After installation, run:

$ hadoop HDTBuilderDriver
# This first try to read configuration parameters at the default config file (HDTMRBuilder.xml), using default values for those missing parameters. It reads RDF input data from the default 'input' folder and outputs the HDT conversion in 'output.hdt'

$ hadoop HDTBuilderDriver -i mashup
# Same previous example, but it reads RDF input data from the directory 'mashup'

$ hadoop HDTBuilderDriver -c lubm-dictionary.xml -p 0.01
# It uses 'lubm-dictionary.xml' as the configuration file.
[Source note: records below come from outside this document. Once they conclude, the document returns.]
PR #1677, opened 2021-12-30
Elephant operator for methods with generic return types, removed compiler-crashing default value for elephant operator

### LINKED ISSUE #1514: Elephant `:-` does not unwrap through a subtype
The line `var res :- foo.Bar(a);` gives the error "The type of the first expression is not a failure type in :- statement"

```dafny
  trait Foo<A, B> {
    method Bar(a: A) returns (r: B)
  }

  type FooWithResult<A, B, E> = Foo<A, Result<B, E>>

  method Bar<A, B, E>(
    a: A,
    foo: FooWithResult<A, B, E>
  ) returns (r: Result<B, E>) {
    var res :- foo.Bar(a);
  }
```

However Dafny is happy with:

```dafny
  method Bar<A, B, E>(
    a: A,
    foo: FooWithResult<A, B, E>
  ) returns (r: Result<B, E>) {
    var res := foo.Bar(a);

    if res.Success? {
      return Success(res.value);
    } else {
      return Failure(res.error);
    }
  }
```

### LINKED ISSUE #1553: C# compiler bug: type descriptor not in scope
Program to reproduce below. 

```dafny
include "../../libraries/src/Wrappers.dfy"
module Actions {
  import opened Wrappers
  trait {:termination false} Action<A, R>
  {
    method Invoke(a: A)
      returns (r: R)
      ensures Ensures(a, r)
    predicate Ensures(a: A, r: R)
  }
  trait {:termination false} ActionWithResult<A, R, E>
    extends Action<A, Result<R, E>>
  {
    method Invoke(a: A)
      returns (res: Result<R, E>)
      ensures Ensures(a, res)
  }
  method Map<A, R>(
    action: Action<A, R>,
    s: seq<A>
  )
    returns (res: seq<R>)
    ensures |s| == |res|
    ensures
      forall i ::
        && 0 <= i < |s|
      ==>
        action.Ensures(s[i], res[i])
  {
    var rs := [];
    for i := 0 to |s|
      invariant |s[..i]| == |rs|
      invariant forall j ::
        && 0 <= j < i
      ==>
        action.Ensures(s[j], rs[j])
    {
      var r := action.Invoke(s[i]);
      rs := rs + [r];
    }
    return rs;
  }
  method MapWithResult<A, R, E>(
    action: ActionWithResult<A, R, E>,
    s: seq<A>
  )
    returns (res: Result<seq<R>, E>)
    ensures
      res.Success?
    ==>
      |s| == |res.value|
    ensures
      res.Success?
    ==>
        (forall i ::
          && 0 <= i < |s|
        ==>
          action.Ensures(s[i], Success(res.value[i])))
  {
    var rs := [];
    for i := 0 to |s|
      invariant |s[..i]| == |rs|
      invariant forall j ::
        && 0 <= j < i
      ==>
        action.Ensures(s[j], Success(rs[j]))
    {
      var r :- action.Invoke(s[i]);
      rs := rs + [r];
    }
    return Success(rs);
  }
```

Compilation error when compiling to C#:

```
(2344,22): error CS0103: The name '_td___R' does not exist in the current context

(2345,106): error CS0103: The name '_td___R' does not exist in the current context
```

### LINKED ISSUE #1679: Compilation error: error CS0103: The name '_td___T' does not exist in the current context
This issue is related to #1514  but concerns the compiler and the elephant operator. Here is a MVE:

```
method s<E>() returns (r: Option<E>)  {
}

method test<T>() returns (r: Option<T>) {
  var x :- s<T>();
  r := Some(x);
}

method Main() {
  var x := test<int>();
  print "ok";
}
```

Although it verifies and compiles to c#, the compilation of c# gives

    (2099,20): error CS0103: The name '_td___T' does not exist in the current context

An easy fix is to write `method test<T(0)>()` instead of `method test<T>()`. Indeed, the translation of `var x :- s<T>();` is:

```
var x: T;
var valueOrError := s<T>();
if(valueOrError.IsFailure()) {
  return valueOrError.PropagateFailure();
}
x := valueOrError.Extract();
```

The problem in the original code is that, if T is not auto-initializable, `var x: T` will try to initialize x but the type descriptor is not available, hence the compilation error.

Two solutions here:
1. Either require that T to be auto-initializable
2. Or in case of declarations, move the _declaration_ `var`  to when x is actually initialized, so that there is no need for auto-initializable descriptor.

I'm trying to implement 2 right now.

MikaelMayer:
This PR will fix #1514  and fix #1679. and fix #1553.

Changes:
* Added a new field [`ResolvedOutparameterTypes`](https://github.com/dafny-lang/dafny/pull/1677/files#diff-fa257574acd41f12645bbc3b82e23fc93ac386d13a9fb58c0f5f54944a8359e3R10226) in [`MemberSelectExpr`](https://github.com/dafny-lang/dafny/pull/1677/files#diff-fa257574acd41f12645bbc3b82e23fc93ac386d13a9fb58c0f5f54944a8359e3R10226) to record the inferred types of the output parameters when they exist 
* Populated this new field at resolution time in an [identical way of how functions are treated](https://github.com/dafny-lang/dafny/pull/1677/files#diff-7d845d452486b0b59700ca5c133f2648f76d44616148081d51efffe32dbc6e7aR16674).
* Use this new field [in place of the return value of a function](https://github.com/dafny-lang/dafny/pull/1677/files#diff-7d845d452486b0b59700ca5c133f2648f76d44616148081d51efffe32dbc6e7aR13220) so that inference works also on methods
* Enhanced the [error message](https://github.com/dafny-lang/dafny/pull/1677/files#diff-7d845d452486b0b59700ca5c133f2648f76d44616148081d51efffe32dbc6e7aR13220) in case the return type is not compatible with the elephant operator
*  [Removed the default value for variables declared using the elephant operator](https://github.com/dafny-lang/dafny/pull/1677/files#diff-998a9162635a910ca366a26c8f679ea96d6bbb3f703a52ca1487fd19599de49dR3079), since this default value is always overridden and furthermore leads to crashes when a generic type is not auto-initializable.
* Added three tests that were not passing before, that are now passing.
  * [git-issue-1514.dfy](https://github.com/dafny-lang/dafny/pull/1677/files#diff-dd6af6bd57af7c3a49fbf398b89826ef8d89eece27b953ee9fa31d8cb0a70d82R1) was crashing at compile time 
  * [git-issue-1514b.dfy](https://github.com/dafny-lang/dafny/pull/1677/files#diff-d1eeb2b737b2303a2c90044acdc15ef06c7b50720e47a43dabf79c50e8a94989R1) and [git-issue-1514c.dfy](https://github.com/dafny-lang/dafny/pull/1677/files#diff-d17a8bce9c0a174caeb2a8784e335727bc60ede3171d1d222fa0178ff7bb6386R1) triggered unexpected resolution errors


Test/git-issues/git-issue-1514.dfy
```diff
@@ -0,0 +1,31 @@
...
+    requires None?
+  {
+    None
+  }
+  function method Extract(): T
+    requires Some?
+  {
+    value
+  }
+}
```
fabiomadge, line 18:
```
include "../libraries/src/Wrappers.dfy"
import opened Wrappers
```
This should do the trick, right?

MikaelMayer: That's a good idea. I never saw that the library was imported within the Test folder itself.

Source/Dafny/Resolver.cs
```diff
@@ -13216,7 +13217,10 @@ private class RBranchExpr : RBranch {
         call = (asx.Lhs.Resolved as MemberSelectExpr)?.Member as Method;
         if (call != null) {
           // We're looking at a method call
-          if (call.Outs.Count != 0) {
+          var outTypes = (asx.Lhs.Resolved as MemberSelectExpr)?.ResolvedOutparameterTypes;
+          if (outTypes != null && outTypes.Count != 0) {
+            firstType = outTypes[0];
+          } else if (call.Outs.Count != 0) {
```
RustanLeino, line 13223: The information you're storing in the new `ResolvedOutparameterTypes` is already available in the `MemberSelectExpr` node. Instead of the new lines 13220-13223, just set `firstType` as follows:

    var typeMap = ((MemberSelectExpr)asx.Lhs.Resolved).TypeArgumentSubstitutionsWithParents();
    firstType = SubstType(call.Outs[0].Type, typeMap);

You'll also need to fix another problem in `Translator.cs`, namely to move

    vdecl.Locals.Iter(RemoveDefiniteAssignmentTracker);

out from the `else` branch (so that it's done whether or not `vdecl.Update is AssignOrReturnStmt` holds) in method `RemoveDefiniteAssignmentTrackers`.

RustanLeino (changes requested):
I think two of these fixes are better done a different way.

* The information you store in `ResolvedOutparameterTypes` is already available in `MemberSelectExpr`. Bug #1514 is that this information was not applied. I show a fix in the code comments.
* Bug #1679 is a bigger bug that manifests itself for any `var x: T;` statement where `T` is not an auto-init type. To get the more general fix, see my comments in the code.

This file states that input data must be taken from the 'lubm' directory and it forces to compute only the HDT dictionary, which is written in 'dictionary/dictionary.hdt'
# It uses 0.01 as the probability of using each element for sampling.


$ hadoop HDTBuilderDriver -c lubm-triples.xml -Rt 1 -Rts 1
# It uses 'lubm-triples.xml' as the configuration file. This file states that input data must be taken from the 'lubm' directory and it forces to compute the HDT triples and the final HDT representation by taken the already computed dictionary in 'dictionary/dictionary.hdt'
# It forces to use one reducer in both jobs.

License
===============

All HDT-MR content is licensed by Lesser General Public License.

Acknowledgements
================

HDT-MR is a project partially funded by Ministerio de Economia y Competitividad, Spain: TIN2013-46238-C4-3-R, and Austrian Science Fund (FWF): M1720-G11.